1. Create a Ledgex instance

import { Ledgex } from '@ledgex/core';

// Create a global or scoped instance
const store = new Ledgex({
  bufferSize: 100 // optional, default is unlimited
});

You can create:

  • one global instance for the entire app
  • or multiple instances for isolated state domains (e.g. editor, history, settings)

2. Use anywhere

const layer = store.get('background');

store.set('background', { color: '#202020' });

store.undo();
store.redo();

Real-World Example: Photo Editor Layer Backups (Undo / Redo)

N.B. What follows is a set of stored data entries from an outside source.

PR #10693, opened 2026-09-14
Add a Continue action to the self registration completion page

### LINKED ISSUE #28388: Self-registration auto-login: user stranded on the "Account created successfully" page when the redirect countdown fires in a backgrounded tab (Android)
### Description

After the user completes the Sign Up flow, the page displays: `Account created successfully. You will be redirected back to the application in 3 seconds.
`

If the Android Credential Manager popup appears to save the password, or if the user switches to another app and returns, the automatic redirect does not happen and the user remains stuck on the success page.

### Steps to Reproduce

1. Start the sign-up flow from the mobile application and submit the form.
2. When the "Account created successfully..." page appears, switch to another app.
3. Switch back.
4. The page reads "in 0 seconds" and the redirect back to the application never happens.

### Please select the area issue is related to

Authentication & Registration

### Version

wso2is-7.1.0.60

### Environment Details (with versions)

_No response_

### Developer Checklist

- [ ] [Behavioural Change] Does this change introduce a behavioral change to the product?
- [ ]  ↳ Approved by team lead
- [ ]  ↳ Label `impact/behavioral-change` added
- [ ] [Migration Impact] Does this change have a migration impact?
- [ ]  ↳ Migration label added (e.g., `7.2.0-migration`)
- [ ]  ↳ Migration issues created and linked
- [ ] [New Configuration] Does this change introduce a new configuration?
- [ ]  ↳ Label `config` added
- [ ]  ↳ Configuration is properly documented
- [ ] [IAM CTL] Does this change affect the behavior of the IAM CTL tool?
- [ ]  ↳ Necessary changes made in the IAM CTL tool

shashimalcse:
## Purpose

Fixes https://github.com/wso2/product-is/issues/28388

After self registration with auto login, the completion page hands the user back to
the application through a client side countdown **only**. There is no link or button
on the page, so anything that stops the countdown from delivering leaves the user
stranded.

## Root cause

Reproduced on a physical Android device (Pixel 8 / Android 16 / Chrome 147) against
IS 7.1.0, with a test application registered on a custom URI scheme:

1. The user backgrounds the browser while the countdown is running (switching apps, or
   the credential manager offering to save the new password).
2. The countdown is **not** frozen — it keeps running and reaches zero.
3. It navigates to `/commonauth?sessionDataKey=...`. This is an ordinary HTTPS request
   and **succeeds**: the authorization code is minted and the server redirects to the
   application's redirect URI.
4. The browser is in the background, and a backgrounded application cannot start
   another application's activity, so the handoff to the custom scheme is silently
   dropped.
5. The user returns to `Account created successfully ... in 0 seconds`, with nothing to
   click — and because step 3 already happened, the single use `sessionDataKey` is
   spent. Replaying it returns `retry.do`.

Measured, with no remote debugging attached (Chrome does not mark a debugged page
hidden, which masks the whole issue):

| scenario | app launched |
| --- | --- |
| countdown completes in the foreground | yes |
| countdown completes while backgrounded | **no** |
| script navigation after returning to the foreground | **no** |
| user taps a link after returning | **yes** |

Once the browser has been backgrounded, no script initiated navigation reaches the
application — only a user activated one does. An HTTPS redirect URI is unaffected
throughout, because the browser loads the page itself and never starts another
application.

## Approach

- **Render a `Continue` button.** The completion page no longer depends solely on the
  countdown, and a tap supplies the user activation required to reach the application.
- **Abandon the automatic redirect when the countdown completes while the page is
  hidden**, rather than firing it. This keeps the `sessionDataKey` unspent, so the
  button still completes the sign in. Scoped to the auto login redirect via
  `isAutoLoginRedirect`; an application access URL target keeps its current behaviour,
  since navigating to it while hidden works normally.
- **Derive the countdown from a deadline** instead of counting ticks, and pass the
  server computed duration through. Previously the page could render `5` seconds while
  the script hard coded `3`.

Uses the existing `Continue` resource key, so no new translations are required.

## Screenshots

Screenshot 2026-09-15 at 10 25 36

## Testing

- Sign up with auto login enabled and account verification disabled, against an OAuth
  application whose redirect URI is a custom scheme, on a real Android device.
  - Backgrounding the browser during the countdown now leaves a working `Continue`
    button; tapping it completes the sign in and opens the application with a code.
  - Without backgrounding, the page still auto redirects after 3 seconds as before.
- Verified the account lock branch and the account verified branch are unchanged.

## Developer Checklist

- [x] [Behavioural Change] The automatic redirect is abandoned (rather than fired) when
      the countdown completes while the page is hidden, and a `Continue` button is now
      always rendered on this page.
- [ ] [Migration Impact] None.
- [ ] [New Configuration] None.
- [ ] [IAM CTL] Not affected.

🤖 Generated with [Claude Code](https://claude.com/claude-code)


identity-apps-core/apps/recovery-portal/src/main/resources/org/wso2/carbon/identity/mgt/recovery/endpoint/i18n/Resources.properties
```diff
@@ -258,6 +258,8 @@ Please.enter.your.username=Please enter your username.
 Please.enter.your.identifier=Please enter your identifier.
 Go.to.MyAccount=Go to My Account
 Back.to.application=Back to application
+if.the.page.does.not.redirect.automatically=If the page does not redirect automatically,
```
DilshanSenarath, line 261: Shall we add this to the other language resource bundles as well?

identity-apps-core/apps/recovery-portal/src/main/resources/org/wso2/carbon/identity/mgt/recovery/endpoint/i18n/Resources.properties
```diff
@@ -258,6 +258,8 @@ Please.enter.your.username=Please enter your username.
...
+click.here=click here
```
DilshanSenarath, line 262: Add the changeset for the public fix.

identity-apps-core/apps/recovery-portal/src/main/webapp/self-registration-complete.jsp
```diff
@@ -419,10 +485,19 @@
                             if (StringUtils.isNotBlank(url)) {
                         %>
                                 <p class="portal-tagline-description">
-                                    <script>countdown('<%= url %>');</script>
-                                    <%=IdentityManagementEndpointUtil.i18n(recoveryResourceBundle, "you.will.redirected.back.to.the.application.in")%>
-                                    <span id="countdown"><%= countdown %></span> <%=IdentityManagementEndpointUtil.i18n(recoveryResourceBundle, "seconds")%>
+                                    <script>countdown('<%= url %>', <%= countdown %>, <%= isAutoLoginRedirect %>);</script>
```
DilshanSenarath: Shall we encode the URL for JavaScript?

identity-apps-core/apps/recovery-portal/src/main/webapp/self-registration-complete.jsp
```diff
@@ -264,19 +264,83 @@
             document.getElementById("maskedEmail").innerHTML = finalArr.join('');
         }
 
-        // UI countdown
-        function countdown(redirectURL) {
-            var timeleft = 3;
+        // UI countdown.
+        //
+        // `abandonIfHidden` is set only for the auto login redirect, whose target is
```
DilshanSenarath: I think we don't need such lengthy comments since the code is already self-explanatory.

identity-apps-core/apps/recovery-portal/src/main/webapp/self-registration-complete.jsp
```diff
@@ -419,10 +485,19 @@
...
-                                    <span id="countdown"><%= countdown %></span> <%=IdentityManagementEndpointUtil.i18n(recoveryResourceBundle, "seconds")%>
+                                    <script>countdown('<%= url %>', <%= countdown %>, <%= isAutoLoginRedirect %>);</script>
+                                    <span id="auto-redirect-note">
+                                        <%=IdentityManagementEndpointUtil.i18n(recoveryResourceBundle, "you.will.redirected.back.to.the.application.in")%>
+                                        <span id="countdown"><%= countdown %></span> <%=IdentityManagementEndpointUtil.i18n(recoveryResourceBundle, "seconds")%>
+                                    </span>
                                     <br/><br/>
+                                    <span id="manual-continue">
+                                        <%=IdentityManagementEndpointUtil.i18n(recoveryResourceBundle, "if.the.page.does.not.redirect.automatically")%>
+                                        <a id="continue-to-application" href="<%= Encode.forHtmlAttribute(url) %>">
```
DilshanSenarath, line 486: We may need to enable this content conditionally. If the user clicks on it while the countdown is running in the foreground web view, the redirect will trigger a second commonauth call, which could lead to an error page due to two calls being made to the endpoint. Therefore, we need to handle this carefully.

DonOmalVindula (dismissed):

DilshanSenarath (approved):

PR #503, opened 2026-04-26
Use projected statement lookup for op arg resolution

robknight:
This PR picks up a TODO from the code for cheaper op-arg resolution. Statements are 44 fields wide, and resolving an op argument used to do a column-wise random access across all 44 fields. Instead, we can precompute a 4-field Poseidon hash of each statement, do the random access over those hashes, and let a witness generator reveal the actual row (constrained by a hash-equality check). This saves around 6,000 gates, which seems like a worthwhile change.


ax0 (approved):
LGTM!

This example shows how Ledgex can be used to efficiently back up complex UI state in applications like photo editors, diagram tools, or design software.

Concept

  • Use your own live state for immediate rendering and user feedback
  • Use Ledgex only for history snapshots
  • Apply throttling to avoid recording excessive intermediate states

Ledgex becomes a history engine, not your rendering bottleneck.


Example Code

import throttle from 'lodash/throttle';
import { Ledgex } from '@ledgex/core';
import { layers, setLayers } from './layersStore'; // your live state

const ledgex = new Ledgex({ bufferSize: 200 });

// Throttle backups to once every 300ms
const throttledSet = throttle(ledgex.set.bind(ledgex), 300);

function handlePropsChange(layerId, newProps) {
  setLayers(prevLayers =>
    prevLayers.map(layer => {
      if (layer.id === layerId) {
        const updatedLayer = layer.clone();
        updatedLayer.updateProps(newProps);

        // Backup only meaningful state changes
        throttledSet(layerId, updatedLayer.toObject());

        return updatedLayer;
      }
      return layer;
    })
  );
}

Why This Works So Well

  • Efficient Memory Usage Only meaningful diffs are stored — no full snapshots during rapid updates.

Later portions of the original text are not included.